The problem :: Send back exactly the lines from the opening line of the records below through the one with "A workaround with".
━━━
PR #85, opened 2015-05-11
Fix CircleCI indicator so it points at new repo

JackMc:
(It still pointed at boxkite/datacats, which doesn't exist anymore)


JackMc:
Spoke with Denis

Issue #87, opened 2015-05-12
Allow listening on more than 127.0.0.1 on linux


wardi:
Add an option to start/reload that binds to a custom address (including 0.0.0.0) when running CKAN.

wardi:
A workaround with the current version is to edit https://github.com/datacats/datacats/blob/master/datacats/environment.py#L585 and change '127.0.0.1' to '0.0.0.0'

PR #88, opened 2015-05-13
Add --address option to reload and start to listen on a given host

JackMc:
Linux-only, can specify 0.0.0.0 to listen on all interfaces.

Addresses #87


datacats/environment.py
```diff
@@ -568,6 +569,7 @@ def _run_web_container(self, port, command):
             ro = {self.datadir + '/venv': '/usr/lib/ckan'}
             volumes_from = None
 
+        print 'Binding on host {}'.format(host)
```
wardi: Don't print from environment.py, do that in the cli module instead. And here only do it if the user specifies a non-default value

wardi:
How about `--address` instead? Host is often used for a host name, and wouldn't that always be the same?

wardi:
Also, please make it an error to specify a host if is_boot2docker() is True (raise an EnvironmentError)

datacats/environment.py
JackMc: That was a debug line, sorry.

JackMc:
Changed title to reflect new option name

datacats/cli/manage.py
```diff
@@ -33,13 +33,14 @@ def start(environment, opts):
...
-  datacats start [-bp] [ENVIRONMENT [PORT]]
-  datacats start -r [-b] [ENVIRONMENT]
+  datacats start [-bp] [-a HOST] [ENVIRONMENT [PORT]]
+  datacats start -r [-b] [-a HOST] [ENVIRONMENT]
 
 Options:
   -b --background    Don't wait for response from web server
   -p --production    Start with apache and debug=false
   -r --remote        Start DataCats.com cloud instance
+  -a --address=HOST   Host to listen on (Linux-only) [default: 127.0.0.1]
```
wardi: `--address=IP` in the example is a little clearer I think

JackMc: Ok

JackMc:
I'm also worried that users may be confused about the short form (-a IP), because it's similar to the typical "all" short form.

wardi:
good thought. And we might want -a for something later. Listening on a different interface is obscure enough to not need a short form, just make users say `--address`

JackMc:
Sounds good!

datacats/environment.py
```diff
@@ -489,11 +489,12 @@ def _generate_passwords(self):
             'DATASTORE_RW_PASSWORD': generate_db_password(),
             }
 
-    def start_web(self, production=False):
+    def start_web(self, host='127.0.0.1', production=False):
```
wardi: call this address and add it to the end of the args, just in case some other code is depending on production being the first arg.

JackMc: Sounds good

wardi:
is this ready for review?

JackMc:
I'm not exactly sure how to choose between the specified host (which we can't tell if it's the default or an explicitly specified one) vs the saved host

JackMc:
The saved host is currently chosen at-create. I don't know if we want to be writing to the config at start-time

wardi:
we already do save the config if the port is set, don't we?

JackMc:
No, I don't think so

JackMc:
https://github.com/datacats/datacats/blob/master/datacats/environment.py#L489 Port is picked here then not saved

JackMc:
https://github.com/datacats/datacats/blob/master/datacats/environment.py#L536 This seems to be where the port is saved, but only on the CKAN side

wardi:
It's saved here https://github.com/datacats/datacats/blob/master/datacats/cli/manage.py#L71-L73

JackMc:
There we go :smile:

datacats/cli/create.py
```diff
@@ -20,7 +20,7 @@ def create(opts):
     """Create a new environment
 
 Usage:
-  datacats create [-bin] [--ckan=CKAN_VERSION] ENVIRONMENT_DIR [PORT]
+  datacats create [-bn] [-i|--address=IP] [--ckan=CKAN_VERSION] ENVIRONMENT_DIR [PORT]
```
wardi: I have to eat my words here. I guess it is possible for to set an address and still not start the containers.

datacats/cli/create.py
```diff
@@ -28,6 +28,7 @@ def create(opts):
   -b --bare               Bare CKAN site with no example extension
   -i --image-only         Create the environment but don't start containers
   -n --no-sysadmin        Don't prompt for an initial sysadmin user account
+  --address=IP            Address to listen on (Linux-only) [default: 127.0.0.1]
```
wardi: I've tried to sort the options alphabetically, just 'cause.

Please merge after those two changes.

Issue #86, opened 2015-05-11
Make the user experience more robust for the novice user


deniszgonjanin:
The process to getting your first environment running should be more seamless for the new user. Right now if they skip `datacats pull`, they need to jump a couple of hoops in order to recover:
━━━
Exercise output ::
PR #85, opened 2015-05-11
Fix CircleCI indicator so it points at new repo

JackMc:
(It still pointed at boxkite/datacats, which doesn't exist anymore)


JackMc:
Spoke with Denis

Issue #87, opened 2015-05-12
Allow listening on more than 127.0.0.1 on linux


wardi:
Add an option to start/reload that binds to a custom address (including 0.0.0.0) when running CKAN.

wardi:
A workaround with the current version is to edit https://github.com/datacats/datacats/blob/master/datacats/environment.py#L585 and change '127.0.0.1' to '0.0.0.0'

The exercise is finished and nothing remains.